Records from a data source
PR #1618, opened 2018-07-12
Clean up factories for using FacilityAccounts

jhanggi:
# Release Notes

TECH TASK: Clean up factories to not use `attributes_for` so we can use `after(:build)` hooks for setting up account preconditions.

# Additional Context

In both NU, and now Dartmouth, accounts require validation against data in some other tables (like general ledger tables). We have a thing in NU's `NufsAccount` factory, which is admittedly weird.

```ruby
      sequence(:account_number) do |n|
        # 999-77XXXXX
        account = "901-77#{format('%05d', (n % 100_000))}" # fund3-dept7
        # Defined here as opposed to in an after_build hook
        # since some tests rely on it being defined on attributes_for
          define_gl066(account.account_number)
        account
      end
```

With this change, we can now use a `after(:build)` hook to do this.

However, this breaks the `facility.facility_accounts.create(attributes_for(:facility_account))` construct used throughout the specs. Instead, we switch to `FactoryBot.create`. I also moved some logic into the products' factories so that if they're given a facility which has a facility account already configured it'll use that by default. That allows us to not need to define the facility account in the spec at all in many cases.

We use a bunch of different styles throughout our test suite (`let` vs instance variables--we want to move towards the `let` version), so I tended to error on the side of maintaining consistency within a file and not get too bogged down in cleaning up everything.

This is extracted from https://github.com/tablexi/nucore-dartmouth/pull/206 (private repo).


spec/controllers/facility_order_details_controller_spec.rb
```diff
@@ -9,10 +9,8 @@
   before(:all) { create_users }
 
   before(:each) do
-    @authable = FactoryBot.create(:facility)
-    @facility_account = FactoryBot.create(:facility_account, facility: @authable)
+    @authable = FactoryBot.create(:setup_facility)
```
vandrijevik: Since we’re touching this here, I’d love to see the ivar renamed to `@facility` for better comprehension in the rest of this file, but that doesn’t have to happen in this PR.

spec/models/order_detail_spec.rb
```diff
@@ -14,9 +14,9 @@
   before(:each) do
     Settings.order_details.status_change_hooks = nil
     @facility = create(:facility)
-    @facility_account = @facility.facility_accounts.create(attributes_for(:facility_account))
-    @user     = create(:user)
-    @item     = @facility.items.create(attributes_for(:item, facility_account_id: @facility_account.id))
+    @facility_account = create(:facility_account, facility: @facility)
```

WHAT TO PRODUCE -> Go through the data above and copy each line that holds the word "here".

ANSWER SECTION ->
        # Defined here as opposed to in an after_build hook
vandrijevik: Since we’re touching this here, I’d love to see the ivar renamed to `@facility` for better comprehension in the rest of this file, but that doesn’t have to happen in this PR.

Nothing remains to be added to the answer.